# My cat Misty



## Philip silkner (May 18, 2021)

Hi I’m new ....I adopted my cat misty on August 2 2019 at 11 week old from humane society...She was born may 15 2019...And just turned 2 years old..Glad to be hear


----------



## Kitty827 (Sep 3, 2020)

Hi and welcome! Misty is adorable! I love that last picture of her. She looks like a sweetie!


----------



## Philip silkner (May 18, 2021)

Thank you 😊 I love her so much


----------



## Kitty827 (Sep 3, 2020)

You're welcome! I am sure you do! She's beautiful! She looks like a MaineCoon in that picture.
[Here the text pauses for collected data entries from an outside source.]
PR #128, opened 2025-02-14
Cleanup

AriSweedler:
- Update comment on line 94 in resource_manager.go
- remove `master` in the github action
- Use "helm install action" in helm_lint_and_test instead of hand-rolling it (it works now! Didn't 6 months ago)


.devcontainer/Dockerfile
```diff
@@ -34,6 +34,7 @@ RUN curl -fsSL -o /tmp/helm.tar.gz https://get.helm.sh/helm-${HELM_VERSION}-linu
 USER vscode
 
 RUN go install github.com/bufbuild/buf/cmd/buf@${BUF_VERSION}
+RUN go install sigs.k8s.io/kind@v0.26.0
```
evanj80-illumio, line 37: Whats the reason for putting this in the Dockerfile?

evanj80-illumio (commented):
Tiny little comment

.devcontainer/Dockerfile
AriSweedler: Spoke in person - recording this here because Raman is goated and he does that.

This is only for the `.devcontainer`, and the integration tests use `kind`. (Devcontainer ITs still fail but this is at least a step in the right direction)

evanj80-illumio (approved):
Thank you for this!

.devcontainer/Dockerfile
rlenglet, line 37: I like to define all installed versions in one place as arguments at the top, so add this at the top after `HELM_VERSION`:
```
ARG KIND_VERSION=v0.26.0
```
And use it here:
```suggestion
RUN go install sigs.k8s.io/kind@${KIND_VERSION}
```

rlenglet (changes requested):
LGTM. Just one nit about specifying the Kind version in `Dockerfile`.

.devcontainer/Dockerfile
AriSweedler: Done

Nice, that's a strictly superior way of doing things. I'll remember this 👍

AriSweedler:
I just missed this notification & forgot about this branch. I just wrote a filter for `reason:author` and pinned it to my sidebar - that will make it easier for me to not make this mistake in the future

evanj80-illumio (approved):

PR #133, opened 2025-02-17
Fix Falco rules with new ipversion field + updating cloud-operator reboot logic to cope with long disconnect periods

evanj80-illumio:
- Add a field to Falco rule output in order to capture ip version.
- Fix a race condition when checking for hubble relay vs deciding which CNI to use.
- Fix the reboot timer logic for when a cluster is disconnected to disabled for a long period of time. After 10 severeErrors (or 10 failed connection attempts) the operator would return and stop attempting to connect. Modify that case to reset everything on the reset timer. Long term we may need to rewrite this reboot logic to distinguish between a cluster that has been disabled vs one that is actually having issues.


rlenglet (approved):
LGTM, thanks!

PR #222, opened 2025-05-20
Added seperate auth conn and client to different streams

ganesh-talla:
This PR refactors the ConnectStreams function to use separate connections and clients for each stream (resources, logs, configuration, and network). 
**Before**
1. A single connection and client were shared across all streams (resources, logs, configuration updates, and network flows).
2. This approach made it harder to isolate and debug issues specific to stream overwhelming.
3. Stream bursts could potentially affect other streams due to shared oauth2 GRPC connection.

**After**

Separate connections and clients are now created for each stream:
  > Resource Stream: resourceAuthConn and resourceClient
  > Logs Stream: logsAuthConn and logsClient
  > Configuration Updates Stream: configAuthConn and configClient
  > Network Flows Stream: flowsAuthConn and flowsClient

### DIFF
--- a/internal/controller/streams.go
+++ b/internal/controller/streams.go
@@ -37,9 +37,19 @@ const (
 )
 
 type streamClient struct {
-	ciliumNamespace           string
-	conn                      *grpc.ClientConn
-	client                    pb.KubernetesInfoServiceClient
+	ciliumNamespace string
+	conn            *grpc.ClientConn
+	resourceConn    *grpc.ClientConn
+	flowsConn       *grpc.ClientConn
+	logsConn        *grpc.ClientConn
+	configConn      *grpc.ClientConn
+
+	resourceClient pb.KubernetesInfoServiceClient
+	flowsClient    pb.KubernetesInfoServiceClient
+	logsClient     pb.KubernetesInfoServiceClient
+	configClient   pb.KubernetesInfoServiceClient
+	client         pb.KubernetesInfoServiceClient
+
 	disableNetworkFlowsCilium bool
 	falcoEventChan            chan string
 	flowCollector             pb.FlowCollector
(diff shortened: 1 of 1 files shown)


internal/controller/streams.go
```diff
@@ -881,8 +953,20 @@ func ConnectStreams(ctx context.Context, logger *zap.Logger, envMap EnvironmentC
...
 }
 
-// NewAuthenticatedConnection gets a valid token and creats a connection to CloudSecure.
-func NewAuthenticatedConnection(ctx context.Context, logger *zap.Logger, envMap EnvironmentConfig) (*grpc.ClientConn, pb.KubernetesInfoServiceClient, error) {
+// GetAuthConnAndClient gets a connection and client for the given credentials.
+func GetAuthConnAndClient(ctx context.Context, logger *zap.Logger, envMap EnvironmentConfig, clientID string, clientSecret string, resetTimer *time.Timer) (*grpc.ClientConn, pb.KubernetesInfoServiceClient, error) {
+	authConn, err := SetUpOAuthConnection(ctx, logger, envMap.TokenEndpoint, envMap.TlsSkipVerify, clientID, clientSecret)
+	if err != nil {
+		logger.Error("Failed to set up an OAuth connection", zap.Error(err))
+		resetTimer.Reset(jitterTime(10*time.Second, 0.20))
```
evanj80-illumio, line 961: Whats the point of this jitter everywhere?

ganesh-talla: @evanj80-illumio I am not sure actually it is not required but the existing code has that jitter if the authconn or client failed so thought of adding this as it is the same logic.

		case <-resetTimer.C:
			authConContext, authConContextCancel := context.WithCancel(ctx)
			authConn, client, err := NewAuthenticatedConnection(authConContext, logger, envMap)
			if err != nil {
				logger.Error("Failed to establish initial connection; will retry", zap.Error(err))
				// When we try this loop again, we wait 10 seconds with 20% jitter.
				resetTimer.Reset(jitterTime(10*time.Second, 0.20))
				authConContextCancel()
				failureReason = "Failed to establish initial connection"
				break
			}

ganesh-talla: I feel that this is not required at all as we don't contend for connections

internal/controller/streams.go
```diff
@@ -760,9 +772,68 @@ func ConnectStreams(ctx context.Context, logger *zap.Logger, envMap EnvironmentC
...
+				resetTimer.Reset(jitterTime(10*time.Second, 0.20))
+				authConContextCancel()
+				failureReason = "Failed to set up an OAuth connection"
+				break
+			}
+
+			// Get config connection and client
+			configAuthConn, configClient, err := GetAuthConnAndClient(ctx, logger, envMap, clientID, clientSecret, resetTimer)
+			if err != nil {
+				logger.Error("Failed to set up an OAuth connection", zap.Error(err))
```
evanj80-illumio, line 809: Would it be possible to take all of these error catching that you are doing and put it into a function? Seems like almost the exact same code per client error

PR #227, opened 2025-06-04
Refactor ResourceManager to Follow Go Best Practices

pavankumarinnamuri:


internal/controller/resource_manager.go
```diff
@@ -17,9 +17,56 @@ import (
...
+	ClusterRoleBinding ResourceName = "clusterrolebindings"
+)
+
+// String returns the string representation of the ResourceName
+func (r ResourceName) String() string {
+	return string(r)
+}
+
+// IsValid returns true if the ResourceName is a valid Kubernetes resource type
+func (r ResourceName) IsValid() bool {
```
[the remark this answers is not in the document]
pavankumarinnamuri: IsValid() method is not used anywhere ,but its need if we validate dynamically created ResourceName values

internal/controller/resource_manager.go
```diff
@@ -17,9 +17,56 @@ import (
...
+	switch r {
+	case Pod, Node, Service, Namespace, ConfigMap, Secret, ServiceAccount,
```
evanj80-illumio, line 57: This case statement seems weird, like all of these are good and anything else is bad, why cant we have doing the opposite logic?

internal/controller/resource_manager.go
```diff
@@ -17,9 +17,56 @@ import (
...
+
+	// RBAC resources
+	Role               ResourceName = "roles"
+	RoleBinding        ResourceName = "rolebindings"
+	ClusterRole        ResourceName = "clusterroles"
+	ClusterRoleBinding ResourceName = "clusterrolebindings"
+)
+
+// String returns the string representation of the ResourceName
+func (r ResourceName) String() string {
```
evanj80-illumio, line 50: This seems odd, they are always strings? Why do I need a function like this.

internal/controller/resource_manager.go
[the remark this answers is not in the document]
evanj80-illumio: I also dont understand what this is even doing

evanj80-illumio (changes requested):
Based on this PR I am not quite understanding what is the point of changing what we already have, What best practices are we following and why does it make maintaining this any better?

internal/controller/resource_manager.go
rlenglet, line 1: This looks similar to the code generated by the go-enum package.
Why not use that directly?
https://github.com/abice/go-enum

internal/controller/resource_manager.go
```diff
@@ -43,18 +90,18 @@ type ResourceManager struct {
 	limiter *rate.Limiter
 }
 
-// NewResourceManager creates a new ResourceManager for a specific resource type.
+// New creates a ResourceManager from the config.
 // The logger will automatically include the resource name in all log messages.
-func NewResourceManager(config ResourceManagerConfig) *ResourceManager {
+func (c ResourceManagerConfig) New() *ResourceManager {
```
rlenglet, line 95: OK with making this a method on `NewResourceManager`.
But why rename this into `New`?
`configblah.New()` doesn't make sense to me.

rlenglet (changes requested):

PR #231, opened 2025-06-10
Handle missing tls handshake error

aaronIllumio:
It is possible that cert files are generated for hubble relay, but tls verification is disabled.

This change tries tls connection first then disables it if it fails

### DIFF
--- a/internal/controller/streams.go
+++ b/internal/controller/streams.go
@@ -164,10 +164,10 @@ func ServerIsHealthy() bool {
 }
 
 // disableSubsystemCausingError mutates the `streamManager`
-// receiver by inspecting the error. Thanks to HandleTLSHandshakeError(1)
+// receiver by inspecting the error. Thanks to HandleTLSHandshakeError
 // we have a nicely typed error. If we recognize the specific error,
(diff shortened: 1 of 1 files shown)


internal/controller/cilium_flow_collector.go
```diff
@@ -161,6 +161,10 @@ func (fm *CiliumFlowCollector) exportCiliumFlows(ctx context.Context, sm *stream
 			fm.logger.Error("ALPN handshake failed, retrying with ALPN disabled")
 			return tls.ErrTLSALPNHandshakeFailed
 		}
+		if strings.Contains(err.Error(), "first record does not look like a TLS handshake") {
```
AriSweedler, line 164: Do you foresee these 2 cases expanding to 3 or 4? I think that converting the `ovserverClient`'s error into a `tls.Err*` is a hoistable thunk. It can live in the `tls` package & even be unit tested `tls.ErrorFrom<Type>`

rlenglet (dismissed):

rlenglet (dismissed):

AriSweedler (approved):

She is very fluffy!


----------



## Mosi (May 17, 2021)

LOVE the whiskers. ♥
I always like luxurious whiskers on a cat, and Misty's are wonderful.


----------



## Philip silkner (May 18, 2021)

Mosi said:


> LOVE the whiskers. ♥
> I always like luxurious whiskers on a cat, and Misty's are wonderful.


So long they are


----------



## Catgirl13 (Jan 29, 2021)

Hi welcome to the forum hope to see ya around!
Aww, Misty is so cute!!


----------



## eldercat (Jul 3, 2015)

That picture of her in the basin is very cute too!


----------



## MaumauTigerlily (Jun 2, 2021)

eldercat said:


> That picture of her in the basin is very cute too!


My cat used to do that too. So cute..and had the interest in human food as well.


----------